Danna, who's expertise is caring for the infant ostriches, said stress is the number one killer of baby ostriches. They need a mother and protector to care for them around the clock. That's where Danna comes in. She is in charge of incubating the eggs and raising the baby ostriches after they hatch, about 100 a week.

"It's so neat," Danna said. "I love to watch them hatch. As many birds as I've seen, I never get over how cute the babies are. And I get to be the mother."

Impersonating an ostrich mom is a tough job. Danna said a large chunk of her 12-to-15-hour day is spent just sitting with the babies. And if you think her job is made easier by the high intelligence of the regal desert-dwelling birds, think again.

"They're as dumb as rocks," Danna said. "They are so stupid and curious. They will eat anything, even if it kills them."

Danna, a professional rodeo barrel racer who has a degree in computer science from the University of Central Oklahoma, got into the ostrich business about eight years ago when her father brought home a pair of babies. At the time, in her early 20s and living on a ranch in Guthrie, Oklahoma, Cogburn said she did not think breeding ostriches was a strange idea at all.

"We've always been in off-the-wall businesses," Danna said. "D.C. had a roller skating rink for 28 years, a miniature golf course and a water slide. But I think this is probably what we'll do the rest of our lives."

She said the Cogburn ranch is on the cutting edge of this fledgling business, but, she confessed, because it is so new, ostrich ranching is still a lot of hits and misses. Although it has been popular in South Africa since the mid-1800s, it has just begun to grow in the United States. One reason for that is the ability to get in on the ground floor.

Teresa Barbanell, who started an ostrich company called Blue Ridge Industries, got interested in the quirky bird in 1992 while working as an investment broker. In the first issue of her monthly newsletter, the Blue Ridge Ostrich Review, she explained the opportunity that the ostrich industry offers.

"Unlike many other industries, the ostrich industry has an 'open arms' policy for newcomers," Barbanell wrote. "Why, you may ask, does this industry have a distinct magnetism for recruiting a balance of people from varied walks of life? The answer is simple: foresight."

In health-conscious America, the number one market for ostrich is its meat. Being even lower in fat than turkey, Danna believes ostrich is the meat for the '90s.

To test her hypothesis, the Cogburns hold local ostrich events where they serve ostrich fajitas and burgers right alongside their beef counterparts.

The people absolutely love it," Danna said. "A lot of people thought it was actually better than beef."

But with only 150,000 to 200,000 ostriches in the U.S., the price for ostrich meat is sky high.

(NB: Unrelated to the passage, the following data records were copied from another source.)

PR #2223, opened 2024-07-29
feat: add a job to measure sync health periodically

aditiharini:
## Why is this change needed?

There have been reports of missing messages from several users. We'd like to proactively detect when hubs are missing messages and identify why. 

For reviewers: 
- The diff in `syncHealth.ts` is a bit noisy because I removed a level of indentation in `printSyncHealth`
- I did not test the job, I just tested the `computeSyncHealthMessageStats` function which does the somewhat complicated querying.
- I did not incorporate into datadog, I just added logging. I thought it made sense to make sure that the pipeline works via logging as a first step and integrate into datadog as a follow up. 
- I did not write the code to select hubs in a smart way or to snap to the 10min interval that we want. Also thought this could be a follow-up. 

## Merge Checklist

---

## PR-Codex overview
This PR adds a sync health measurement job to the `@farcaster/hubble` package.

### Detailed summary
- Added a sync health measurement job to the `@farcaster/hubble` package
- Updated functions related to sync health computation and metadata retrieval
- Implemented a scheduler for measuring sync health at intervals

### DIFF
--- a/apps/hubble/src/network/sync/syncHealthJob.ts
+++ b/apps/hubble/src/network/sync/syncHealthJob.ts
@@ -9,7 +9,7 @@ import {
 import { HubInterface } from "hubble.js";
 import { peerIdFromString } from "@libp2p/peer-id";
 import { parseAddress } from "../../utils/p2p.js";
-import { Multiaddr } from "@multiformats/multiaddr";
+import { multiaddr, Multiaddr } from "@multiformats/multiaddr";
 
 const log = logger.child({
   component: "SyncHealth",
@@ -24,7 +24,7 @@ export class MeasureSyncHealthJobScheduler {
   private _startSecondsAgo = 60 * 15;
   private _spanSeconds = 60 * 10;
   private _hub: HubInterface;
-  private _peersInScope: Multiaddr[];
+  private _peersInScope: string[];
 
   constructor(syncEngine: SyncEngine, hub: HubInterface) {
     this._metadataRetriever = new SyncEngineMetadataRetriever(syncEngine);
@@ -51,23 +51,18 @@ export class MeasureSyncHealthJobScheduler {
   }
 
   peersInScope() {
-    const extraPeers =
-      process.env["SYNC_HEALTH_PEERS"]
-        ?.split(",")
-        .map((a) => {
-          const multiaddr = parseAddress(a);
-          if (multiaddr.isErr()) {
-            logger.warn(
-              { errorCode: multiaddr.error.errCode, message: multiaddr.error.message },
-              "Couldn't parse extra sync health peer address address, ignoring",
-            );
-          }
-          return multiaddr;
-        })
-        .filter((a) => a.isOk())
-        .map((a) => a._unsafeUnwrap()) ?? [];
+    const peers = process.env["SYNC_HEALTH_PEER_IDS"]?.split(",") ?? [];
 
-    return [...extraPeers, ...this._hub.bootstrapAddrs()];
+    for (const multiaddr of this._hub.bootstrapAddrs()) {
+      const peerId = multiaddr.getPeerId();
+      if (!peerId) {
+        log.info({ multiaddr }, "Couldn't get peerid for multiaddr");
+      } else {
+        peers.push(peerId);
+      }
+    }
+
+    return peers;
   }
 
   async doJobs() {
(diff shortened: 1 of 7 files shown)


apps/hubble/src/network/sync/syncHealthJob.ts
```diff
@@ -0,0 +1,99 @@
...
+  }
+
+  status(): SchedulerStatus {
+    return this._cronTask ? "started" : "stopped";
+  }
+
+  async doJobs() {
+    log.info({}, "Starting compute sync health job");
+
+    const peerIds = Array.from(this._metadataRetriever._syncEngine.getCurrentHubPeerContacts());
```
sanjayprabhu, line 52: I'm not sure choosing  random peers each time is going to be that informative. 

We should allow users to customize which peers they care about via an env var. If the env var is not set, it can default to the bootstrap peers and this hub itself.

apps/hubble/src/network/sync/syncHealthJob.ts
```diff
@@ -0,0 +1,99 @@
...
+    for (const [peerId, contactInfo] of peersToContact) {
+      const rpcClient = await this._hub.getRPCClientForPeer(peerIdFromString(peerId), contactInfo);
+
+      if (rpcClient === undefined) {
+        log.info("Couldn't get rpc client, skipping peer", peerId, contactInfo);
+        continue;
+      }
+
+      const peerMetadataRetriever = new RpcMetadataRetriever(rpcClient);
+      computeSyncHealthMessageStats;
```
sanjayprabhu, line 73: There's a lot of missing test coverage. Once the PR is ready to go, I would add some tests for this file as well as for `syncHealth.ts`

apps/hubble/src/network/sync/syncHealthJob.ts
```diff
@@ -0,0 +1,99 @@
...
+
+      log.info(
+        {
+          hubNumMessages: syncHealthMessageStats.value.primaryNumMessages,
+          peerNumMessages: syncHealthMessageStats.value.peerNumMessages,
+          syncHealth: syncHealthMessageStats.value.computeDiff(),
+          syncHealthPercentage: syncHealthMessageStats.value.computeDiffPercentage(),
+          contactInfo,
+        },
+        "Computed sync health stats for peer",
```
sanjayprabhu, line 95: Include a short, unique and easily searchable string in this line so we can find this in datadog. Something like `SyncHealth` or `SyncHealthStats`

apps/hubble/src/network/sync/syncHealthJob.ts
```diff
@@ -0,0 +1,99 @@
...
+        continue;
+      }
+
+      log.info(
+        {
+          hubNumMessages: syncHealthMessageStats.value.primaryNumMessages,
+          peerNumMessages: syncHealthMessageStats.value.peerNumMessages,
+          syncHealth: syncHealthMessageStats.value.computeDiff(),
+          syncHealthPercentage: syncHealthMessageStats.value.computeDiffPercentage(),
+          contactInfo,
```
sanjayprabhu, line 93: Just do `peerId` no need for the entire contact info.

apps/hubble/src/network/sync/syncHealthJob.ts
```diff
@@ -0,0 +1,99 @@
...
+
+      if (syncHealthMessageStats.isErr()) {
+        log.info(syncHealthMessageStats.error, "Error computing sync stats");
+        continue;
+      }
+
+      log.info(
+        {
+          hubNumMessages: syncHealthMessageStats.value.primaryNumMessages,
+          peerNumMessages: syncHealthMessageStats.value.peerNumMessages,
```
sanjayprabhu, line 90: ourMessages and theirMessages is the existing convention

apps/hubble/src/network/sync/syncHealthJob.ts
aditiharini: I think we agreed offline that this level of testing is sufficient given the risk associated with this job. Maybe let's push this PR out with the current level of testing and revisit adding more tests later if we want?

"If we were to get one percent of the beef market, we would have to slaughter six million ostriches a year," Danna said. "There just aren't that many around yet."

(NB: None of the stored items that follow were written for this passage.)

PR #2229, opened 2024-07-31
fix: Always assign on-chain events to shard 0 for linear ordering

sds:
## Why is this change needed?

Sharding works when the ordering of events in different shards are independent of each other.

In the case of onchain events and username proofs, however, these events can affect multiple FIDs at a time
(e.g. transfers) which means depending on which shard they are assigned to, they might get processed out of order.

In a March 1994 article in The National Culinary Review, Chef James J. Muth outlines the benefits of breeding and eating ostriches over cattle. Muth wrote that an ostrich hen will lay an average of 45 to 50 eggs a year, while a cow is only capable of having one offspring a year.

"American eating habits are in a slow but steady state of transition," Muth wrote. "As research continues on the relationship between diet and health and as consumers become increasingly better educated, the opportunities for alternative meats like ostrich will expand."

Ostriches are also used for their feathers and hides. Musth wrote that one ostrich can yield more than 75 pounds of meat and 14 square feet of leather. Also, feathers are in high demand by car manufacturers who use them to dust their vehicles before painting.

Danna, who foresees Arizona becoming the ostrich capitol of America because of its dryness, sunshine and relatively clean air, stressed that ostrich ranching is a business and, although she loves the ostriches, they are not pets.

"Our goal and focus is to raise ostriches efficiently and in large numbers," Danna said. "The ostrich industry is a real business and I believe in it wholeheartedly. I love it. Even with all the hours I put in, I just love it."